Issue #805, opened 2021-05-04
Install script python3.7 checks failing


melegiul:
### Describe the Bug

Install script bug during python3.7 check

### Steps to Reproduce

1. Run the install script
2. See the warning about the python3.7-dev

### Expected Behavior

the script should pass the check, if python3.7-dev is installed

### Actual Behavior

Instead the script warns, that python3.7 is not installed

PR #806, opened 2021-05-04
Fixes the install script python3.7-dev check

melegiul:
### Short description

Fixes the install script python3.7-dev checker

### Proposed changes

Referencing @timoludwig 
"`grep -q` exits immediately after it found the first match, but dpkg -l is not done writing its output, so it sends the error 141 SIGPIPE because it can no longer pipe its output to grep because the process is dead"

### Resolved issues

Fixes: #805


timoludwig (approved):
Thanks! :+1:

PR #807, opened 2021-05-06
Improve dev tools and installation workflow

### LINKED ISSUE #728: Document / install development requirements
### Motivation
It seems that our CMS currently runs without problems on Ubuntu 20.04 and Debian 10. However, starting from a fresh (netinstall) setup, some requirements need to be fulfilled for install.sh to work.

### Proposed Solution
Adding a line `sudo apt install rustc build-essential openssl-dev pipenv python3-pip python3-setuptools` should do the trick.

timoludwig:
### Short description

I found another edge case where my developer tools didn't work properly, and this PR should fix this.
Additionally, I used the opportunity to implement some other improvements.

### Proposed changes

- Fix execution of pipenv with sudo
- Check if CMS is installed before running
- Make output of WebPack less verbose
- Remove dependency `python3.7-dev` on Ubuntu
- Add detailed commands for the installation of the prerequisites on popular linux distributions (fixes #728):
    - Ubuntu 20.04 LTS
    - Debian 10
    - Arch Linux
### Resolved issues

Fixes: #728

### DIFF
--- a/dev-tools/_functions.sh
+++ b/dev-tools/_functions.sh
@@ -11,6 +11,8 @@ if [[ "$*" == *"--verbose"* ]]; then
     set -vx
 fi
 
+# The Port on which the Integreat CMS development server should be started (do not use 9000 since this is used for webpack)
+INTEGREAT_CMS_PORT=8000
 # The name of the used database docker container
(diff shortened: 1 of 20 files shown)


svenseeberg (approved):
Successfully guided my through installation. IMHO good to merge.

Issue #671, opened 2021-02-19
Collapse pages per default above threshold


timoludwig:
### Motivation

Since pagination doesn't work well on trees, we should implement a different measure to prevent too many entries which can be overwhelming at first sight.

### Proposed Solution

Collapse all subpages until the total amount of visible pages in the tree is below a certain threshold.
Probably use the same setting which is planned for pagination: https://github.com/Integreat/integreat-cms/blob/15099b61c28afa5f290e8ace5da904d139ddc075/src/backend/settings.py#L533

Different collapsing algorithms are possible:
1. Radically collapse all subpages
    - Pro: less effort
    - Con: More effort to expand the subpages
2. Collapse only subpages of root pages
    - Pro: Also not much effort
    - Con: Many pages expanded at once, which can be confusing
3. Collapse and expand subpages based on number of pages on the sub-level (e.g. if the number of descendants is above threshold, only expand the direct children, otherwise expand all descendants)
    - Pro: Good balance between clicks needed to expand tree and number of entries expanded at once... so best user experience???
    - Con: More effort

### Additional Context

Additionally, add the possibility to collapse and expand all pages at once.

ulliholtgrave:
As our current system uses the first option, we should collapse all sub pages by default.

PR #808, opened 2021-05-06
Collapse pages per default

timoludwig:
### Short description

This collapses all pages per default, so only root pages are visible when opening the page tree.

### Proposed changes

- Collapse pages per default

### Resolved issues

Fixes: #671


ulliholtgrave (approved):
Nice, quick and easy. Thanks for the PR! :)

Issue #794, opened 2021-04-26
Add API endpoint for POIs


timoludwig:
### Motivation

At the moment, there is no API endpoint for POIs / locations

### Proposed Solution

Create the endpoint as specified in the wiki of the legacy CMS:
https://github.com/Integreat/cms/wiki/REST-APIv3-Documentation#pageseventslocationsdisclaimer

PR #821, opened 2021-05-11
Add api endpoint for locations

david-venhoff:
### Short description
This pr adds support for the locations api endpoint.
────────────────────────────────────────
▸ **EXERCISE DIRECTIONS**:
In the entries above, find each line that has the word "once". Copy it.

▸ **PROBLEM SOLUTION**:
    - Con: Many pages expanded at once, which can be confusing
    - Pro: Good balance between clicks needed to expand tree and number of entries expanded at once... so best user experience???
Additionally, add the possibility to collapse and expand all pages at once.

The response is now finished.